Work to be completed:
Report how many lines in the records hold the string "github"; give the number and nothing else.

Data section:
PR #3103, opened 2024-07-17
Datasources - part 3: TarArchiveDataSource

rolnico:

No

Feature

Tar files cannot be used

Tar files can now be used as datasource

- [ ] Yes
- [X] No

**Other information**:


commons/src/main/java/com/powsybl/commons/datasource/TarArchiveDataSource.java
```diff
@@ -0,0 +1,330 @@
...
+            baseName, null, compressionFormat, null);
+    }
+
+    public TarArchiveDataSource(Path directory, String baseName) {
+        this(directory,
+            baseName + ".tar",
+            baseName, null, null, null);
+    }
+
+    public TarArchiveDataSource(Path tarFile) {
```
jonenst, line 78: use private constructor with a FileInformation argument to avoid calling 3 times ?

commons/src/main/java/com/powsybl/commons/datasource/TarArchiveDataSource.java
```diff
@@ -0,0 +1,330 @@
...
+        Set<String> names = new HashSet<>();
+        Path tarFilePath = getArchiveFilePath();
+
+        // Explore the archive
+        try (BufferedInputStream inputStream = new BufferedInputStream(Files.newInputStream(tarFilePath));
+             InputStream cis = getCompressedInputStream(inputStream, compressionFormat);
+             TarArchiveInputStream tar = new TarArchiveInputStream(cis)) {
+            ArchiveEntry entry;
+            while ((entry = tar.getNextEntry()) != null) {
+                // Consider only files located at the root of the archive
```
jonenst, line 102: Maybe as a first version do the same as zip ? only filter on the matcher. (in the zip code the comment is wrong). Then in a separate PR we can decide if we implement this behavior for both ?

jonenst: https://github.com/powsybl/powsybl-core/blob/feeb6bc5d68427419939c40b7bd53d554003fe0c/commons/src/main/java/com/powsybl/commons/datasource/ZipFileDataSource.java#L212

but

https://github.com/powsybl/powsybl-core/blob/feeb6bc5d68427419939c40b7bd53d554003fe0c/commons/src/main/java/com/powsybl/commons/datasource/ZipFileDataSource.java#L222

commons/src/main/java/com/powsybl/commons/datasource/TarArchiveDataSource.java
```diff
@@ -0,0 +1,329 @@
...
+
+                    // Useful parameter
+                    taos.setBigNumberMode(TarArchiveOutputStream.BIGNUMBER_POSIX);
+                    taos.setLongFileMode(TarArchiveOutputStream.LONGFILE_POSIX);
+
+                    // Copy content of temporary stream file into an entry of the temporary archive
+                    try (InputStream is = Files.newInputStream(getTmpStreamFilePath(tarFilePath))) {
+
+                        // Content of the stream
+                        byte[] streamContent = is.readAllBytes();
```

Your response:
2